It turns out book publishing isn’t crashing and burning after all. A new report out from the Association of American Publishers and the Book Industry Study Group finds that over the past three years and during the worst recession since the Great Depression publishers are making money, even growing. This is a surprise considering everything I hear from the published – advances are down, midlist writers are being dropped, writers who have been doing well are getting less marketing support, and aspiring writers are increasingly assuming they’ll never be published the traditional way. It also is a surprise considering what we’ve been hearing from publishers, some of whom won’t let libraries loan ebooks until they can figure out how to make more money, even though an ebook already costs a library far more than the same book in print and loaned under the same constraints.

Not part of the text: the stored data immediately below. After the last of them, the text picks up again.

PR #1326, opened 2023-07-25
Rwc2023 challenge serve breakfast

PetervDooren:
issue #1325 keeps track of the issues that are still in the code. I suggest to first merge the rwc2023 version and then make smaller PRs to fix these smaller issues.

Issue #1325, opened 2023-07-25
Challenge serve breakfast


PetervDooren:
As of 
#1326  challenge serve breakfast still has several issues. 

wishlist for features

- [ ] Get configuration from robocup knowledge. Now the pick and place locations are still hardcoded.
- [ ] grasp detection does not work yet. It should be implemented but when a grasp is failed the robot still proceeds as normal: fixed by #1327 
- [ ] hardcoded navigation poses w.r.t the table. this means if you change table the robot will drive into.

These are the features that can be fixed by good bookkeeping and configuration.

PR #1327, opened 2023-07-25
Use handover detector to detect failed handover

PetervDooren:
Merge after #1326 
Fixes one of the issues in #1325

### DIFF
--- a/challenge_serve_breakfast/src/challenge_serve_breakfast/navigate_to_and_pick_item.py
+++ b/challenge_serve_breakfast/src/challenge_serve_breakfast/navigate_to_and_pick_item.py
@@ -112,6 +112,9 @@ class PickItem(StateMachine):
                                   'failed': "failed",
                                   'cannot_determine': "SAY_SOMETHING_WENT_WRONG"}
                      )
+            self.add("SAY_SOMETHING_WENT_WRONG", Say(robot, "Oops, it seems I missed it. Lets try again"),
+                     transitions={"spoken": "ASK_USER2"})
+            self.add("ASK_USER2", CBState(_ask_user), transitions={"succeeded": "CARRYING_POSE", "failed": "failed"})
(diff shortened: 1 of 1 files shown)


PetervDooren (commented):
Tested on the robot. Worked like a charm

MatthijsBurgh (changes requested):
I think the issue was always it requires tuning per item it is holding. I think that downside is still there. So works like a charm for a subset of items probably. Please prove me wrong.

PetervDooren:
That subset is all objects that are not paper thin. Which includes at least all objects used in serve breakfast. I tested it with a spoon and bowl

MatthijsBurgh (changes requested):
Add comment about the used tuning for detector works for what set of items, i.e. their dimensions

PetervDooren:
There was no tuning done in this PR. it just uses the grasp detector. Grasp detector is tuned for how accurate it can detect things. No need to add a comment here.

MatthijsBurgh:
There is no comment either in the challenge or the ActiveGraspDetector about which the dimensions is works on. It is only mentioned when the object is too thin/small it doesn't work. No clue about what that threshold is.\

PetervDooren:
Docstring of ActiveGraspDetector states anything wider than the threshold (0.075 rad on the gripper) can be detected. You can say this is not clear enough but that is not an issue for this PR
        
       State for detecting whether the robot is holding something using the gripper position.

        Stores current position of the hand motor joint, slightly closes the gripper and then compares the new
        position with the first one. If the difference is bigger than the threshold, robot is holding something

        If the object is too small/thin it will not be able to determine

        :param robot: Robot to execute the state with
        :param arm_designator: designator that resolves to arm to check
        :param threshold_difference: Difference between base and final position
        :param minimum_position: Minimum position to assume that the gripper is holding something
        :param max_torque: Max torque of the gripper to perform the test with

MatthijsBurgh (approved):

PR #1335, opened 2023-10-31
Use grasp detector in grab.py

PetervDooren:
implemented and tested on the robot. This also required re-tuning the grasp detector. It is now a bit conservative and it will not be able to detect objects of less than centimeter across.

Of course, those rosy numbers were gathered before the collapse of Borders, leaving publishers holding the bag for tens of millions worth of unpaid invoices. Penguin, for example, let Borders rack up over $40 million in debt, but it’s different for small stores; a publisher suspended shipments to an independent bookstore when they neglected to pay an outstanding bill of $17.25 (subscription required). Borders, you may remember, insisted on paying leadership over $8 million in bonuses after laying off thousands of workers because you absolutely need top talent to steer the Titanic.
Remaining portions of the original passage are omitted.